RIMM's CEO Thorsten Heins stated, "We don't have the economy of scale to compete against the guys who crank out 60 handsets a year." As a result, Heins is interested in licensing BlackBerry 10. But can RIMM convince anyone to choose their OS over Android and Windows Phone? Heins' comments echo concerns about how Apple (AAPL) and Samsung's (SSNLF.PK) monopoly on smartphone profits is depriving rivals of needed resources. This statement from the CEO does not do much for my confidence in the company's ability to overcome its issues.
This is just another bad move by RIMM. RIMM's Blackberry is yesterday's news. The name Blackberry has a negative connotation at this point. The Blackberry is out of style. I don't see it returning to its market leadership position. RIMM could eventually stop being a going concern. Stay away from this stock.
Zynga, Inc. (ZNGA)
Zynga is trading well below its consensus estimates and its 52 week high. The company is trading 83% below its 52 week high and has 188% potential upside based on the analysts' mean target price of $7.84 for the company. Zynga was trading Friday for $2.72, up almost 1% for the day.
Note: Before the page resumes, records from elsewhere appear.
PR #869, opened 2023-05-24
[Targeted for 0.11.0] Export options to extension

Variable-ind:
Continuation of #810
A Looooong awaited feature to be added to the ExtensionsApi
You can now add custom export options using extensions. but wait!!!, there's more.... they can also contain gdnative!

The main reason why gdnative wasn't being loaded was that the libraries (the ones that end with with .so, .dll,  etc...), can't be loaded from a virtual file system (e.g .pck) so what the workaround is to simply place the libraries in a github repo and download them through HttpRequest (it can be a one-time process)

So now that i've figured out the issue and created an example extension (which was the condition in the original PR)

https://github.com/Orama-Interactive/Pixelorama/assets/77773850/1f05f564-bc06-4600-a6f9-c74b192961e2

### DIFF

Fundamentally, Zynga has few positives. Year over year revenue is down. Zynga's net profit margin is -41.57%. That means they almost 1 out of every 2 dollars are lost.
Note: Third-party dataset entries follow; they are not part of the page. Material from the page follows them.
PR #876, opened 2023-06-13
Fix Ok button Text of Save and Export Dialog

Variable-ind:
to "Save" (also changes to "Save & Quit" when needed) and "Export"


OverloadedOrama (approved):
Thanks!

PR #836, opened 2023-03-18
Animate image effect properties

Variable-ind:
A foundation to be improved upon,
this sets a very basic animation to some image effect properties (interpolation from ~~0~~ an initial value to a final value)
~~the downside is that ranges can't be set like (rotation from 60 to 70), outline from (5 to 10px) etc...~~

https://user-images.githubusercontent.com/77773850/226129860-3dc4bb0e-a5bd-4700-90b1-7fb3c873fce2.mp4

https://user-images.githubusercontent.com/77773850/226130143-d6c0f3a3-b6dc-4db7-b9fc-b75551f0736f.mp4

PR #879, opened 2023-06-19
ImageEffect Animation 2.0

Variable-ind:
2nd iteration of #836 (also fixed 2 bugs in previous iteration)
moved the animation system to it's own separate `AnimatePanel.tscn`

## Added:
- It is now possible to preview other frames as well, not just the current frame

## Changed:
- Made the animate system more intuitive
- Property animation now uses SceneTreeTween instead of Lerp which allows us to set:
  - Transition type and Ease mode
- Animation starts from left of timeline and ends at right (in old system animation just went through whatever order cels were placed in selected cel array)

## Fixed:
- [0.11.0 and earlier issue] fixed issue when changing `affect` mode to something else and the back to `Selected cels` made the animate system appear even if no animatable properties were set for that image effect
- [0.11.0 and earlier issue] fixed value and saturation sliders being divided by 360 (when they should be divided by 100). this bug was introduced in #836 (sorry about that)

## Visuals:
here's animating an outline from 10 to 20 in old system

https://github.com/Orama-Interactive/Pixelorama/assets/77773850/fba2570c-e9c3-444a-9e77-20017d362504

here's doing the same thing in the new system

https://github.com/Orama-Interactive/Pixelorama/assets/77773850/3e0b97f2-edbe-46e4-ab38-8ac8fe856327


OverloadedOrama (approved):
This is amazing, excellent work. Thank you!

PR #880, opened 2023-06-20
Set alignment of the LineEdit Node for file name in Export Dialog to Left

Hamster5295:
The LineEdit node for file name in Export Dialog seems to behave weirdly when the Align property is set to Right, as is shown in the gif:

before

In the picture, I pressed Backspace once per time, but at the second time, 2 charactors disappeared together with the caret.
The cause of the bug remains uncleared, but simply setting the Align property to Left solves the problem like this:

after

## Changes
* The LineEdit for file name in Export Dialog now aligns on the left side


Hamster5295:
Now uses gifs instead

OverloadedOrama (approved):
Thanks!

PR #884, opened 2023-07-04
Move Centralize Image to the frame menu

Variable-ind:
1. Moved the Centralize from "Image Effects" to "Frame Menu"
2. And make it effect on Selected frames instead of "Single Frame"


OverloadedOrama (approved):
Looks good, thank you!

PR #893, opened 2023-08-02
Spritesheet Autoslicer

Variable-ind:
https://github.com/Orama-Interactive/Pixelorama/assets/77773850/b54c5e47-407e-444d-bdad-46f959861819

Technically, the stock is the definition of a falling knife. The angle of decent is frightening. The stock has lost 50% of its value in the last month. Now, more bad news is being piled on.
Electronic Arts (EA) is suing Zynga for copyright infringement. EA claims Zynga's The Ville, which has recently seen traffic take off, is a rip-off of The Sims Social. More than a few observers noticed the similarities between the games when The Ville was introduced. Zynga has often been accused of copying the games of rivals.
Zynga can't seem to catch a break. They need diversify from Facebook (FB). But that will cost money. I have a Facebook account but never play the games and can't see why anyone would pay for imaginary farm supplies in the current macro environment. This stock was overpriced from the start. I posit some people see this as an opportunity because of the huge drop. In this case, perception is not reality. Stay away.
The Bottom Line
These five companies are all down substantially from their 52 week highs. I posit it is for good reason. Nonetheless, some investors see these stocks as buying opportunities. I spend a majority of my time searching for value in beaten down stocks. After many years of investing I have found that often stocks get walloped for good reason. Sometimes highly correlated market all stocks go down due to macro-economic concerns. That may explain part of why these stocks have declined, but not a majority of the downward movement.
Nevertheless, you will never find a buying opportunity that does not have some type of down side risk. You must analyze the situation as a whole and decide if the reward is worth the risk. Often, avoiding these stocks until they prove themselves is the best practice. Wait to see positive comments from management and corresponding positive developments in the fundamental and technical status of the stock. You may miss the first 5% 0- 10% of the move, nevertheless, your risk/reward ratio will improve dramatically.
Use this information as a starting point for your own due diligence and research methods before determining whether or not to buy or sell a security. If you choose to start a position in any stock, I suggest layering in 10% at a time on a weekly basis to reduce risk and setting a 5% trailing stop loss order to minimize losses further if you wish.